I’ve similar issue with transcribing Japanese language
I am using audio book from Kokoro-Speech-Dataset

I use book chapter text as the prompt
I run the audio file with VAD (which will cut it into smaller segments)
the audio opening part contain some statement or information that is not in the prompt. and this is where the gpt-4o-transcribe is outputting all the prompt content

3 Likes

Experiencing the same issue. Seems to occur mostly when the audio has no speech, even if it has other noise. Not sure how we can easily filter this out before transcribing.
OpenAI Support - what can we do in the API call to work around this behaviour?

1 Like

Same issue here.

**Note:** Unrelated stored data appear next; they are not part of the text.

PR #3010, opened 2023-10-02
[feat] Filter tests using arbitrary expressions

### LINKED ISSUE #2847: Filtering tests based on the number of nodes
Today we can filter individual tests based on their name using a regex, but the number of nodes is not always part of the test's name, for instance when `num_nodes` is not parameterized. It would be great to be able to specify a maximum (and possibly minimum) number of nodes to use and have ReFrame automatically ignore tests that do not match the constraint.

I discussed with @vkarak and he pointed out related features in https://github.com/reframe-hpc/reframe/issues/2665 and https://github.com/reframe-hpc/reframe/issues/2674, but those features would still require knowledge of which configurations are supported by each test, and thus might require setting different parameters for each test.

Whereas the request here would be less fine grained but would not require a priori knowledge about the existing tests, for instance it would work with tests using any of those statements:
```python
num_nodes = 1
num_nodes = 16
num_nodes = parameter(range(16))
num_nodes = parameter([10, 40, 80])
num_nodes = parameter([2, 4, 8, 16, 32])
num_nodes = int(os.getenv("TEST_NNODES", "10"))
```

vkarak:
This PR introduces a new option, `-E` or `--filter-expr`, that allows user to filter tests on arbitrary expressions on any test variable or parameter, e.g., `-E 'num_nodes>10'` will select all tests that define set the custom variable `num_nodes` greater than 10.

It also deprecates the `--cpu-only` and `--gpu-only` options as these can be expressed 1-1 with `-E`.

Closes #2847.

### DIFF
--- a/docs/manpage.rst
+++ b/docs/manpage.rst
@@ -68,6 +68,21 @@ This happens recursively so that if test ``T1`` depends on ``T2`` and ``T2`` dep
    The value of this attribute is not required to be non-zero for GPU tests.
    Tests may or may not make use of it.
 
+   .. deprecated:: 4.4
+
+      Please use ``-E 'not num_gpus_per_node'`` instead.
+
+.. option:: -E, --filter-expr=EXPR
+
+   Select only tests that satisfy the given expression.
+
+   The expression ``EXPR`` can be any valid Python expression on the test variables or parameters.
+   For example, ``-E num_tasks > 10`` will select all tests, whose :attr:`~reframe.core.pipeline.RegressionTest.num_tasks` exceeds ``10``.
+   You may use any test variable in expression, even user-defined.
+   Multiple variables can also be included such as ``-E num_tasks >= my_param``, where ``my_param`` is user-defined parameter.
+
+   .. versionadded:: 4.4
+
 .. option:: --failed
 
    Select only the failed test cases for a previous run.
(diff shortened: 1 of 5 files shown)


docs/manpage.rst
```diff
@@ -68,6 +68,21 @@ This happens recursively so that if test ``T1`` depends on ``T2`` and ``T2`` dep
    The value of this attribute is not required to be non-zero for GPU tests.
    Tests may or may not make use of it.
 
+   .. deprecated:: 4.4
+
+      Please use ``-E 'not num_gpus_per_node'`` instead.
```
victorusu, line 73: This is beautiful!

unittests/test_filters.py
```diff
@@ -140,3 +141,30 @@ def test_invalid_regex(sample_cases):
 
     with pytest.raises(errors.ReframeError):
         count_checks(filters.have_tag('*foo'), sample_cases).evaluate()
+
+
+def test_validates_expr(sample_cases, sample_param_cases):
```
victorusu, line 146: Does it make sense to add a `not` test case too? What do you think?

vkarak: Not necessarily as we can't check all valid Python expressions and this is essentially indirectly tested through the `have_cpu` filter.

victorusu (approved):
`lgtm`

PR #3032, opened 2023-10-31
Propagate module path option to script creation

felilxtomski:
The `module-path` option is not considered when creating the shell script. This causes issues with schedulers such as SLURM.

### DIFF
--- a/reframe/core/modules.py
+++ b/reframe/core/modules.py
@@ -367,6 +367,13 @@ class ModulesSystem:
         '''The version of this module system.'''
         return self._backend.version()
 
+    @property
+    def emit_extra_module_paths(self):
+        '''Emit extra module paths.'''
+        if hasattr(self._backend, '_extra_module_paths'):
+            return self._backend._emit_extra_module_paths()
+        return []
+
     def unload_all(self):
         '''Unload all loaded modules.'''
         return self._backend.unload_all()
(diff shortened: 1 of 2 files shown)


vkarak:
Hi @felilxtomski could you give more details on the actual problem?

felilxtomski:
I want to use the `--module-path` option to modify (in my case extend) the modulepath which works fine for local execution. However, when a test is executed with a non-local scheduler, the modified `MODULEPATH` environment variable is not propagated to the remote execution (at least in my environment). So if one of the used modules in the generated shell script for the test is not available in the default modulepath, the module cannot be loaded as the modulepath is not extended in the remote shell.

I know that I could also achieve a similar behavior by using prepare_cmds of the config, but I want to modify the modulepath dynamically when executing reframe.

vkarak:
I think passing the `--module-path` back to remote script violates the concept of this option. This, as well as other similar ones, like the `--module`, control reframe's environment and not the test's environment.

You can still enable a dynamic behaviour with the `prepare_cmds` by using custom environment variables. For example, you can define them as such in your config:

```python
'prepare_cmds': [f'export MODULEPATH={os.getenv("MY_MODULE_PATH")}'] if os.getenv("MY_MODULE_PATH") else []
```

PR #3048, opened 2023-11-20
Coverity scan badge

victorusu:
This introduces the Coverity Scan (https://scan.coverity.com) as a badge to ReFrame


vkarak (changes requested):
I think you branched off from `master`, but you should do so from `develop`.

vkarak:
Also the badge shows as "pending".

PR #3054, opened 2023-11-29
[enhancement] Skip modules system sanity checking when module conflict resolution is off

ekouts:
Not sure if this PR is more suitable for `master` or `develop`. I can change it in any case.

### DIFF
--- a/docs/config_reference.rst
+++ b/docs/config_reference.rst
@@ -149,6 +149,11 @@ System Configuration
    .. versionadded:: 3.4
       The ``spack`` backend is added.
 
+   .. versionchanged:: 4.5.0
+
+      When the module conflict resolution is off, ReFrame will not check if the module system is available and sane where it is running.
+      It will only emit the module commands in the build and run scripts.
+
 .. py:attribute:: systems.modules
 
    :required: No
@@ -1748,11 +1753,6 @@ General Configuration
 
 
    .. versionadded:: 3.6.0
-
-   .. versionchanged:: 4.5.0
-
-      When the module conflict resolution is off, ReFrame will not check if the module system is available and sane where it is running.
-      It will only emit the module commands in the build and run scripts.
 
 
 .. py:attribute:: general.save_log_files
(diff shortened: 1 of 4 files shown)


teojgo (approved):

ekouts:
I made he changes that you proposed and added a note about the change in the docs. About:

> Also what is the behaviour in the following scenario:
>  1. Define a system with a modules system that is not present

You mean with `RFM_RESOLVE_MODULE_CONFLICTS=0`? In theory Reframe should just emit the commands in the script, not crash. I will also look into the other scenarios that you mentioned and add a unittest.

vkarak:
For the docs I would not add this explanation in the environment variable or configuration option, but rather in the system's `modules_system`: https://reframe-hpc.readthedocs.io/en/stable/config_reference.html#config.systems.modules_system, where we should also say that ReFrame will try to verify that the requested modules system is installed unless the `RFM_RESOLVE_MODULE_CONFLICTS` is unset.

As for the unit tests, we'd need a unit test to verify that no exception is thrown whenever we try to initialize a backend with `validate=False`.

As for the failure scenario that I mentioned, here it is:

```bash
RFM_RESOLVE_MODULE_CONFLICTS=0 ./bin/reframe -C config/machines.py --module foo -c unittests/resources/checks/hellocheck.py -r
```

```console
[ReFrame Setup]
  version:           4.5.0-dev.1+b62838cc
  command:           './bin/reframe -C config/machines.py --module foo -c unittests/resources/checks/hellocheck.py -r'
  launched by:       karakasv@tresa.local
  working directory: '/Users/karakasv/Repositories/reframe'
  settings files:    '<builtin>', 'config/machines.py'
  check search path: '/Users/karakasv/Repositories/reframe/unittests/resources/checks/hellocheck.py'
  stage directory:   '/Users/karakasv/Repositories/reframe/stage'
  output directory:  '/Users/karakasv/Repositories/reframe/output'
  log files:         '/Users/karakasv/Repositories/reframe/reframe.log'

WARNING: skipping test 'SkipTest': unsupported
ERROR: run session stopped: file not found error: [Errno 2] No such file or directory: 'modulecmd'
Log file(s) saved in '/Users/karakasv/Repositories/reframe/reframe.log'
```

In the `config/machines.py` I have set `modules_system` to `tmod`. I think we should somehow treat this case and force the validation of the modules system before this point. Maybe, the `RFM_RESOLVE_MODULE_CONFLICTS=0` should delay the validation instead of cancelling it, because the message here is confusing.

vkarak (approved):

PR #3069, opened 2023-12-04
[enhancement] Remove use of deprecated `%Z` directive in `strftime()`

### LINKED ISSUE #2973: Replace use of `%Z` time format as it's now deprecated
Reference: https://docs.python.org/3.8/library/time.html#id2

We only use it here:

https://github.com/reframe-hpc/reframe/blob/e2f59b627611d575795be45d7595a439f59579c7/reframe/frontend/printer.py#L71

GPT-4o-Transcribe is sending transcription events rewriting the prompt exactly. With some prompts it happens every time, with others only occasionally. Maybe this is happening with non-English languages? I’m using Italian.
I didn’t find a workout other than removing the context prompt entirely, which is a shame.